= Mervyn Maze =

Mervyn Maze, MD, MB ChB has been a Professor in the Departments of Anesthesia and Pain Medicine, Intensive Care at the University of California, San Francisco since 1988. He has also served as Professor and Chair at Imperial College London.

== Biography ==
Maze was born in Cape Town, South Africa, where he earned a Bachelor of Medicine and Bachelor of Surgery from the University of Cape Town, South Africa, in 1970. His research and discoveries have resulted in 16 patents including a series of discoveries linked to Neuroprotection. Maze recently published a study in JAMA relating to the effects of inhaled xenon on cerebral white matter damage in Cardiac patients. He has written over 200 scientific articles, contributed several chapters to other medical publications, and edited three different medical textbooks.
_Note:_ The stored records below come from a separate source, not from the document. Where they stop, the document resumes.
PR #274, opened 2023-11-16
Rework hextof tutorial notebook

### LINKED ISSUE #251: Externally accessing flash public data (for docs)
As the notebook is restricted to maxwell, we can not do the execution on github actions and put those changes in the documentation. Of course, we can have the notebook unexecuted but thought other solutions should be discussed.

Executing and putting it on the repo isn't a good idea as notebooks generally don't well with version control.

steinnymir:
Added explaination of all steps, and full workflow currently available for HEXTOF@FLASH.

This is a simple PR, which changes nothing in fucntionality. I'd love to merge this quickly.

Closes #251


rettigl:
It would make sense to solve the data download questions here as well, but if time is an issue, we can also postpone this.

steinnymir:
Upgrading this for use in Maxwell is now more urgent than the data problem. I'd like to merge this as is

tutorial/4_hextof_workflow.ipynb
```diff
@@ -46,14 +53,33 @@
    "source": [
     "local_path = Path(sed.__file__).parent.parent/'tutorial/'\n",
     "config_file = local_path/'hextof_config.yaml'\n",
-    "assert config_file.exists()"
+    "assert config_file.exists()\n",
+    "config_override = {\n",
+    "    \"core\": {\n",
+    "        \"paths\": {\n",
+    "            \"data_raw_dir\": \"/asap3/flash/gpfs/pg2/2023/data/11019101/raw/hdf/offline/fl1user3\", \n",
+    "            \"data_parquet_dir\": \"/home/agustsss/temp/sed_parquet/\",\n",
```
rettigl, line 61: This should not point to your home folder. Maybe let's use some relative path, assuming the sed package is installed in the home folder, and this file resides in the tutorials

tutorial/4_hextof_workflow.ipynb
```diff
@@ -62,11 +88,199 @@
...
+   "execution_count": null,
+   "metadata": {},
+   "outputs": [],
+   "source": [
+    "# the name of the axes on which we want to bin\n",
+    "axes: List[str] = ['dldPosY', 'dldPosX']\n",
+    "# the number of bins for each axis\n",
+    "bins: List[int] = [480, 480]\n",
+    "# for each axis, the range of values to consider\n",
+    "ranges: List[List[int]] = [[420,900], [420,900]]\n",
```
rettigl, line 167: Strictly speaking, they should be a list of tuples of float, but this works off course.

tutorial/4_hextof_workflow.ipynb
```diff
@@ -62,11 +88,199 @@
...
+  {
+   "cell_type": "code",
+   "execution_count": null,
+   "metadata": {},
+   "outputs": [],
+   "source": [
+    "sp_t05 = SedProcessor(runs=[44798], config=config_override, user_config=config_file, collect_metadata=False)\n",
+    "sp_t05.add_jitter()\n",
+    "sp_t10 = SedProcessor(runs=[44799], config=config_override, user_config=config_file, collect_metadata=False)\n",
+    "sp_t10.add_jitter()"
```
rettigl, line 216: You could use the same processor reference sp if you do the binning directly.

tutorial/4_hextof_workflow.ipynb
```diff
@@ -108,27 +322,28 @@
...
   {
-   "cell_type": "code",
-   "execution_count": null,
+   "cell_type": "markdown",
    "metadata": {},
-   "outputs": [],
    "source": [
-    "plt.figure()\n",
-    "res.plot.line(x='dldTime')"
+    "We binned not only in `dldTime` but also in `sampleBias`. This allows us to separate the spectra obtained at different bias values. "
```
rettigl, line 328: I suggest to add a cell or two explaining the overview histogram function here (view_event_histogram). With that you can easily inspect the values of sampleBias sampled, and the dldTime range of interest.

tutorial/4_hextof_workflow.ipynb
```diff
@@ -347,6 +600,13 @@
     "sp.add_energy_offset()"
    ]
   },
+  {
+   "cell_type": "markdown",
+   "metadata": {},
+   "source": [
+    "## plot the delayStage values"
```
rettigl, line 607: This does only output noise for me. Probably something goes wrong with energy calibration/offsetting, but I don't have a clue. 
In any case, if you run this from the tutorials folder, it will pick up parameters from the sed_config.yaml file, which is there by default, so either we remove this, or disable the folder_config in any processor call here. This is, however, not the reason for this energy calibration problem, becaue it persists if I remove the file.

tutorial/4_hextof_workflow.ipynb
```diff
@@ -525,6 +812,13 @@
...
+  },
+  {
+   "cell_type": "markdown",
+   "metadata": {},
+   "source": [
+    "if we look at the fully corrected dataframe, there are 76 graph layers. This is too much, and is what makes the binning procedure slow. Optimization of this is in the future plans."
+   ]
   }
  ],
  "metadata": {
```
rettigl, line 824: Add a saving cell (to h5 or tiff).

rettigl (approved):
I like the basic instructive rewrite, so general aproval. Some things, however, do not work for me, or could be improved, see comments.

tutorial/4_hextof_workflow.ipynb
steinnymir: I removed the sed_config.yaml, as it does not belong there. Also this has never been a problem for me as the work directory is my home, not that folder. 
I cannot reproduce the problem you mention, my plotting works just fine. It would be good if you could identify the source of the problem, as it is likely in the functionalities of the calibration/corrections.

steinnymir: There is also an other problem which I still have not figured out, and that is why the energy calibration adds the correct offset when calculated, and when applied after saving the parameters, all is offset by 2eV

rettigl: Seems to work now, cannot reproduce the problem. The issue with the 2 eV I think come from the the fact that in the one case you offset for the mean of your bias serias, which spans about 4 eV, so it is about 2 eV smaller than the higher bias, which I think was used for the latter experiment. So for that case, you experience that 2 eV offst. 
This is what I want to get rid off by taking the actial bias voltage into account in the energy calibration, and subtracting it there already. Then you can add the full value of the bias, and don't have to subtract the mean in the shift function, which produces the problem in the first place.

rettigl:
Another thing to add would be the histogram normalization, maybe.

tutorial/4_hextof_workflow.ipynb
steinnymir: > Seems to work now, cannot reproduce the problem. The issue with the 2 eV I think come from the the fact that in the one case you offset for the mean of your bias serias, which spans about 4 eV, so it is about 2 eV smaller than the higher bias, which I think was used for the latter experiment. So for that case, you experience that 2 eV offst.

Does this mean that setting ref_id to reference the bias which will be used later will set the correct energy calibration parameters for that ref_id?

> This is what I want to get rid off by taking the actial bias voltage into account in the energy calibration 

This would be great. We could even add an arbitrary number of columns, which then, when adding them as offset, we don't need to compensate the mean.

tutorial/4_hextof_workflow.ipynb
steinnymir: I agree and will add this. Also, I never tried it and I better know how it works before the BT

steinnymir:
> Another thing to add would be the histogram normalization, maybe.

Absolutely!

tutorial/4_hextof_workflow.ipynb
```diff
@@ -216,18 +503,17 @@
...
   {
-   "cell_type": "code",
-   "execution_count": null,
+   "cell_type": "markdown",
    "metadata": {},
-   "outputs": [],
    "source": [
-    "sp.dataframe"
+    "## correct offsets\n",
+    "The energy axis is now correct, but still the curves do not stack on eachother as we are not compensating for the `sampleBias`. In the same way, we can compensate the photon energy (`monocrhomatorPhotonEnergy`) and the `tofVoltage` "
```
zain-sohail, line 516: running this cell, I get the error:
`KeyError: "['sampleBias', 'monochromatorPhotonEnergy', 'tofVoltage'] not in dataframe!"`

tutorial/sed_config.yaml
zain-sohail, line 1: there's a file called hextof_config.yaml in this folder

tutorial/4_hextof_workflow.ipynb
zain-sohail: It seems you updated the flash_example_config whereas I thought the tutorial was using hextof_tutorial.yml

sed/config/flash_example_config.yaml
```diff
@@ -3,20 +3,26 @@
 core:
   # defines the loader
   loader: flash
-
   # the beamline where experiment took place
   beamline: pg2
-
-  # The paths to the raw and parquet data directories.
+  # the instrument used
+  instrument: hextof
```
zain-sohail, line 9: We dont really use the instrument parameter anymore

sed/config/flash_example_config.yaml
```diff
@@ -3,20 +3,26 @@
...
+    # location of the intermediate parquet files.
     data_parquet_dir: "tests/data/loader/flash/parquet"
 
-  # These can be replaced by beamtime_id and year to automatically
-  # find the folders on the desy cluster
-
-  # beamtime_id: xxxxxxxx
-  # year: 20xx
+binning:
+  # Since this will run on maxwell most probably, we have a lot of cores at our disposal
```
zain-sohail, line 24: I believe including the config file link from documentation in the notebook would be good. As this file isnt really accesible to users so trivially (when they install with pip)

sed/config/flash_example_config.yaml
```diff
@@ -139,6 +182,8 @@ dataframe:
   # (Not to be changed by user)
   beamtime_dir:
     pg2: "/asap3/flash/gpfs/pg2/"
+    hextof: "/asap3/fs-flash-o/gpfs/hextof/"
```
zain-sohail, line 185: again, adding this here right now doesnt make sense I think

zain-sohail (changes requested):
Very thoroughly explained. I don't think a new user would have any issues getting into this workflow.

tutorial/4_hextof_workflow.ipynb
zain-sohail: I faced this problem since I am using the sed-processor 0.1.5 which doesnt yet include this change.

tutorial/sed_config.yaml
steinnymir: there should no longer be one after this PR

zain-sohail: Its stll in this branch in tutorial folder

tutorial/4_hextof_workflow.ipynb
zain-sohail: Yes right.

tutorial/sed_config.yaml
rettigl: you are talking about different things. the sed_config will be removed, hextof_config stays (and is used for this tutorial, see cell 2)

sed/config/flash_example_config.yaml
rettigl: The flash example config should be also included if you install via pip

zain-sohail:
Deployment stopped because only main branch is allowed to deploy but I overrid it for checking. I think this is good to merge.

rettigl:
Yes, it's clear that the deploy did not work. I downloaded the generated artefact and checked locally that it was fine.
However, before merging there are still several issues and todos to fix in the documentation.
@steinnymir @zain-sohail please feel free to finalize

tutorial/4_hextof_workflow.ipynb
rettigl: I added respective cells

rettigl:
> > Another thing to add would be the histogram normalization, maybe.
> 
> Absolutely!

added

sed/config/flash_example_config.yaml
rettigl: removed

sed/config/flash_example_config.yaml
rettigl: @zain-sohail can you please set this here and in the notebook to something useful and resolve? I don't have any idea about the fs structure on maxwell, nor where I could have write access.

zain-sohail (approved):

PR #276, opened 2023-11-16
Add division model k-calibration

steinnymir:
Add the simpler momentum calibration method proposed by @balerion.


steinnymir:
Change naming to reflect the actual behaviour.

This is a distortion correction, not  a k calibration method

zain-sohail:
@balerion would you like to generate the parameters for it? This PR is stuck otherwise

PR #169, opened 2024-01-15
Add support for Appuniversum v3

Windvis:


package.json
```diff
@@ -92,6 +92,7 @@
     "stylelint": "^15.4.0",
     "stylelint-config-standard": "^32.0.0",
     "stylelint-prettier": "^3.0.0",
+    "tracked-built-ins": "^3.3.0",
```
Windvis, line 95: This is a peerdep for ember-file-uploads, without this the app doesn't work. We don't need to list it as a peerDep since we already list Appuniversum.

PR #171, opened 2024-01-18
Add basic support for "warning" validations

Windvis:
Depends on https://github.com/lblod/submission-form-helpers/pull/62.


Windvis:
Once this is merged we should add a section to the wiki about validation "severity".

PR #173, opened 2024-01-30
Switch to Woodpecker CI

Windvis:
This replaces Drone with Woodpecker, based on the [template repo](https://github.com/redpencilio/ci-templates/tree/master/woodpecker/ember).


.woodpecker/release.yml
Windvis, line 1: Whoops, this is wrong. It needs to be a pipeline that publishes to npm..

PR #175, opened 2024-02-07
Hide labels in "show" mode

Windvis:
This hides all the "required" and "remaining character" labels when the form is in the read-only state. It fixes a regression that we introduced when we ["deduped" the fields](https://github.com/lblod/ember-submission-form-fields/pull/54).

**To test:**
- Flip the "read-only mode" toggle in the top bar
- verify that there are no "required" or "remaining character" labels (you can temporarily add extra constraints to some fields if you want)


JonasVanHoof (approved):
Goes from 
image

To
image

Looks good

Code wise I don't think i could've done it in any other way :D

PR #177, opened 2024-02-07
SFB-125: Euro masking input

JonasVanHoof:
Use the input mask library directly instead of the input mask modifier


JonasVanHoof:
Final implementation is merged here https://github.com/lblod/ember-submission-form-fields/commit/e0ffb4d7b366a39b7d9f944cc04b0494eabfa22b

PR #181, opened 2024-02-29
Add bulk download support

Windvis:
This adds bulk download support to the `RemoteUrl` and `Files` fields. The feature is only enabled in "read only" mode.

### Test app
The test app includes some mock data so it can be used to quickly test it.

> individual file downloads don't work as expected since those can't be mocked by msw

### Loket / other toezicht based apps
- Link this PR into the frontend of the app you want to test with yalc or npm link (untested)
- Proxy to an environment that has some submitted submission with more than 1 (downloadable) link or file
- Press the "download as zip" button
- verify that all the files are in the zip


Riadabd (approved):
Looks good! The downloads work perfectly on the test app, and the download button is only visible in read-only mode, as expected :+1:

addon/components/rdf-input-fields/files.js
```diff
@@ -166,4 +177,21 @@ export default class RdfInputFieldsFilesComponent extends InputFieldComponent {
     this.files.removeObject(fileField);
     // general validation of the field is handled by onStoreUpdate()
   }
+
+  downloadAsZip = dropTask(async () => {
+    const promises = this.files.map((file) => {
+      return fetch(file.record.downloadLink);
```
Windvis, line 183: One thing I forgot, and just noticed.. `fetch` doesn't consider 40* responsen to be errors, so 404s don't make the promise reject either 😄.

So the zip will contain a file with the correct name, but its contents will be the '404, not found' text.

PR #182, opened 2024-03-05
SFB-206: POC show fields without link to group

JonasVanHoof:
## ID
 [SFB-206](https://binnenland.atlassian.net/browse/SFB-206)

 ## Description

We want to show fields with links in the form. When adding a field in the builder you must assign the link to property for that field to be able to show the field in the preview. 

This change makes it that the "toplevel" fields will be shown even when they are not linked to a section/propertygroup

 ## Type of change

 - [ ] Bug fix
 - [x] New feature
 - [x] Breaking change
 - [ ] Other

 ## How to test

1. Go to the builder and add a field
2. Do not assign the link to property in the builder
3. The field should show in the form preview

 ## Links to other PR's

 - /

 ## Attachments

**v1** 

image

### DIFF
--- a/addon/components/rdf-form.hbs
+++ b/addon/components/rdf-form.hbs
@@ -20,6 +20,30 @@
           {{!Temporary argument so we don't break the css hacks in the LPDC module}}
         />
       {{/if}}
+      {{#if (this.isFieldModel model)}}
+        <div class="au-u-margin-left">
+          {{#let
+            (component-for-display-type model.displayType show=@show)
+            as |FormField|
+          }}
+            <FormField
+              @field={{model}}
+              @form={{@form}}
+              @formStore={{@formStore}}
+              @graphs={{@graphs}}
+              @sourceNode={{@sourceNode}}
+              @forceShowErrors={{@forceShowErrors}}
+              @cacheConditionals={{@cacheConditionals}}
+              @show={{@show}}
+            />
+          {{/let}}
+
+          {{#if model.help}}
+            {{! template-lint-disable no-triple-curlies}}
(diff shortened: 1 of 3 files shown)


Windvis:
@aatauil @JonasVanHoof I can review the code, but the underlying change itself is a modification/extension of the data model, no? Was this discussed somewhere? I can't evaluate if this is something we want here myself. Looking at the description it _feels_ like something that is only needed because of the meta-form setup in the form-builder? (Not saying this couldn't simplify other forms, but there was no _need_ for it until now, AFAIK).

addon/components/rdf-form.hbs
```diff
@@ -1,19 +1,51 @@
...
+      {{/if}}
+      {{#if (this.isFieldModel model)}}
+        <div
+          class="au-o-flow au-u-margin-left au-u-margin-right au-u-margin-top"
+        >
+          {{#let
+            (component-for-display-type model.displayType show=@show)
+            as |FormField|
+          }}
+            <FormField
```
Windvis, line 31: I haven't looked at the implementation of the validation helper, but do these fields still validate correctly? If not, we probably need the same lookup logic in the helpers package?

JonasVanHoof: Good question! Didn't think of adding a field with validations to the toplevel form as in the formbuilder you can only add validations to a field if they are in a section (if you click a form togheter)

The formField code was taken from the form-section code so I made an assumption that it would do everyting the same as in that component.

Will be checking this when picking up the ticket again 🙏🏻

JonasVanHoof:
We will not be showing the "toplevel" fields in the RDF form. For the formbuilder we will just assign the newly added field to the first section in the form.

PR #183, opened 2024-03-12
Handle "not ok" responses while preparing the bulk zip files

Windvis:
Small follow-up to #181 

We forgot to handle the cases where `fetch` doesnt't throw, but the server doesn't send an "ok" response either. The most probably case will be 404 errors. Now we display the error message if the file doesn't exist.

(This doesn't need to appear in the changelog since the previous PR hasn't been released yet)

**To test**
- run the test app
- rename the dummy files in `tests/dummy/public/mock-files` to something else
- try to download the zips by clicking the buttons in the test app
- it should display an error message (in a toast message and the console)

### DIFF
--- a/addon/components/rdf-input-fields/files.js
+++ b/addon/components/rdf-input-fields/files.js
@@ -36,6 +36,7 @@ class FileField {
 
 export default class RdfInputFieldsFilesComponent extends InputFieldComponent {
   @service store;
+  @service toaster;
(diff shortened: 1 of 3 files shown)


Windvis:
Merged it already since I'm pretty confident that it works, if there are any remarks about the implementation I'll resolve those in a follow-up PR.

He is a member of the SmartTots Scientific Advisory Board, which is "a multi-year collaborative effort designed to increase the safety of anesthetic and sedative drugs for the millions of children who undergo anesthesia and sedation each year."

==Awards and honors==

Maze was awarded the Excellence in Research Award from the American Society of Anesthesiologists in 2003. He has also been awarded an Honorary Lifetime Membership in Israel Society of for contributions to Anesthesiology in Israel, 2012.